[ClusterLabs] corosync.service (and sbd.service) are not stopper on pacemaker shutdown when corosync-qdevice is used
ZZhou at suse.com
Fri Aug 9 04:19:28 EDT 2019
On 8/9/19 3:39 PM, Jan Friesse wrote:
> Roger Zhou napsal(a):
>> On 8/9/19 2:27 PM, Roger Zhou wrote:
>>> On 7/29/19 12:24 AM, Andrei Borzenkov wrote:
>>>> corosync.service sets StopWhenUnneded=yes which normally stops it when
>>>> pacemaker is shut down.
>> One more thought,
>> Make sense to add "RefuseManualStop=true" to pacemaker.service?
>> The same for corosync-qdevice.service?
>> And "RefuseManualStart=true" to corosync.service?
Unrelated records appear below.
PR #122, opened 2021-01-19
Drop support for netstandard1.4 and net40

### LINKED ISSUE #120: Removing net40 and netstandard1.4
I am preparing to release v2.0 of RecyclableMemoryStream. In addition to removing the 2 GB stream limit, one of the main changes will be removing support for net40 and netstandard1.4. 

The main reason is that these two targets have significant limitations which can cause nonobvious behavior in some circumstances.

If this would significantly impact you, please let me know.

benmwatson:
These platforms are not needed, and are largely obsolete.

* netstandard1.4 is problematic because it doesn't support some critical methods correctly (e.g., `Close` and `GetBuffer`).
* net40 doesn't support ETW and other newer runtime features
~~* net46 doesn't appear to have ever been needed--there was no net46-specific code present.~~ Keeping net46 for now because there is net45-specific code that is less efficient. No reason to punish users of newer frameworks.

Resolves #120


README.md
```diff
@@ -36,7 +36,9 @@ Microsoft.IO.RecyclableMemoryStream is a MemoryStream replacement that offers su
 
 At least MSBuild 15 is required to build the code. You get this with Visual Studio 2017.
 
-Build targets are: net40, net45, netstandard1.4, netstandard2.1, and netcoreapp2.1.
+Build targets in v2 are: net45, netstandard2.1, and netcoreapp2.1 (net40 and netstandard1.4 were deprecated).
```
erikness, line 39: v2 - planning a major version bump for this?

erikness (commented):
According to the [.NET standard chart](https://docs.microsoft.com/en-us/dotnet/standard/net-standard), if you were *just* targeting multiple versions of .NET Standard, you'd be leaving out .NET Framework 4.6.0 users and below with this change.

(It says .NET Framework 4.6.1 corresponds to .NET Standard 1.4, but with some footnotes that it can also use up to .NET Standard 2.0.)

Keeping support for .NET Framework 4.5 seems to be enough if some teams are still using those old versions of .NET Framework. So this seems safe to me. And people can always use old versions or create an issue if they really need support for 5+ years old versions of .NET.

README.md
erikness: ah yes, I just saw it in the other commit.

yabli, line 39: netstandard2.0 ?

yabli (approved):

paulomorgado (approved):

benmwatson:
@erikness I've added back net46 because there was less-efficient net45-specific code. No reason to punish net46 and up.

PR #128, opened 2021-01-25
Remove use of Interlocked methods from Dispose and Disposed.

### LINKED ISSUE #111: Why is disposed state using Interlocked?
This is being used in all invocations of the stream.

is there any concurrent work going on that I'm not aware of?

benmwatson:
Resolve #111.

The `Interlocked` calls weren't really useful--streams should never be used in a concurrent manner anyway, and their usage negatively impacts the `CheckDisposed` calls.

I've also updated the documentation to make it clear that concurrent stream access is not supported.


CHANGES.md
```diff
@@ -1,3 +1,9 @@
+# Version 2.0
+
+* Removed 2 GB stream limit. Extremely large streams can be created by chaining together blocks. Attempts to convert a stream into a contiguous buffer longer than the runtime's limits will result in an exception.
+* Removed build targets for net40, net462, and netstandard1.4.
```
erikness, line 4: 1. Technically, you removed `net46` instead of `net462`. I'm not that familiar with how much the build system cares about that third part of the .NET Framework version - is this an important distinction to make?
1. Maybe mention that we still build for net45 - this sentence alone would kind of make me suspect that there's no longer support for applications on .NET 4.6.2.
    1. (though even if we didn't have a net45 build target, applications using .NET Framework 4.6.2 would still be able to depend on the netstandard2.0 build. But that's probably not worth mentioning in the change log, people can figure that out themselves).

erikness (commented):
Are there any circumstances you can think of where Dispose(true) and Dispose(false) would run concurrently? It comes to mind because .NET finalization is not controlled by application developers so it might be trickier to avoid concurrency with that.

I can't come up with a scenario. To call Dispose(true), you need a reference until that call is finished, and if you have a reference, then the GC won't collect and there won't be finalization. Even if you have a WeakReference to your MemoryStream, you've gotta make a new strong reference before calling any methods on it.

yabli:
looks good to me

paulomorgado (approved):

PR #3, opened 2019-03-22
gradle settings

dominikl:
Adjust some gradle settings:
- Add a dependency for `javax.activation`. This is needed in order to be able to build with Java > 9
- Replace `omero-blitz` dependency with `omero-java-gateway`

--exclude


dominikl:
Split up into two PRs #4 and #5

PR #4, opened 2019-03-28
Add javax.activation dep

dominikl:
Add a dependency for `javax.activation`. This is needed in order to be able to build with Java > 9.

### DIFF
--- a/build.gradle
+++ b/build.gradle
@@ -32,7 +32,9 @@ dependencies {
     implementation("org.jfree:jfreechart:1.0.19")
     implementation("org.openmicroscopy:omero-blitz:5.5.0-m4")
     implementation("org.swinglabs:swingx:1.6.1")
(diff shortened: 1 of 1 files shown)


build.gradle
```diff
@@ -32,6 +32,7 @@ dependencies {
     implementation("org.jfree:jfreechart:1.0.19")
     implementation("org.openmicroscopy:omero-blitz:5.5.0-m4")
     implementation("org.swinglabs:swingx:1.6.1")
+    implementation("javax.activation:activation:1.1.1")
```
jburel: maybe add If Java>=9

jburel:
This has already been tackled by @rgozim 
in the packaging work.

jburel:
see https://github.com/rgozim/omero-insight/blob/m5/build.gradle

jburel:
Re-opening this is better to have that change in asap since it blocks other work.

> I would say short answer is no, but I would like to hear what is the
> main idea for this proposal.
It's more about out of box user experience to guide the users of the
most use cases in the field to manage the whole cluster stack in the
appropriate steps, namely:
- To start stack: systemctl start pacemaker corosync-qdevice
- To stop stack: systemctl stop corosync.service
and less error prone assumptions:
With "RefuseManualStop=true" to pacemaker.service, sometimes(if not often),
- it prevents the wrong assumption/wish/impression to stop the
whole cluster together with corosync
- it prevents users forget one more step to stop corosync indeed
- it prevents some ISV do create disruptive scripts only stop pacemaker
and forget others.
- Being rejected at the first place, then naturally guide users to run
`systemctl stop corosync.service`
And extends the same idea a little further to
- "RefuseManualStop=true" to corosync-qdevice.service
- and "RefuseManualStart=true" to corosync.service
Well, I do feel corosync* are less error prone as pacemaker in this regards.
>> @Jan, @Ken
>> What do you think?
>>> `systemctl stop corosync.service` is the right command to stop those
>>> cluster stack.
>>> It stops pacemaker and corosync-qdevice first, and stop SBD too.
>>> pacemaker.service: After=corosync.service
>>> corosync-qdevice.service: After=corosync.service
>>> sbd.service: PartOf=corosync.service
>>> On the reverse side, to start the cluster stack, use
>>> systemctl start pacemaker.service corosync-qdevice
>>> It is slightly confusing from the impression. So, openSUSE uses the
>>> consistent commands as below:
>>> crm cluster start
>>> crm cluster stop
>>>> Unfortunately, corosync-qdevice.service declares
>>>> Requires=corosync.service and corosync-qdevice.service itself is *not*
>>>> stopped when pacemaker.service is stopped. Which means corosync.service
>>>> remains "needed" and is never stopped.
>>>> Also sbd.service (which is PartOf=corosync.service) remains running
>>>> as well.
>>>> The latter is really bad, as it means sbd watchdog can kick in at any
>>>> time when user believes cluster stack is safely stopped. In particular
>>>> if qnetd is not accessible (think network reconfiguration).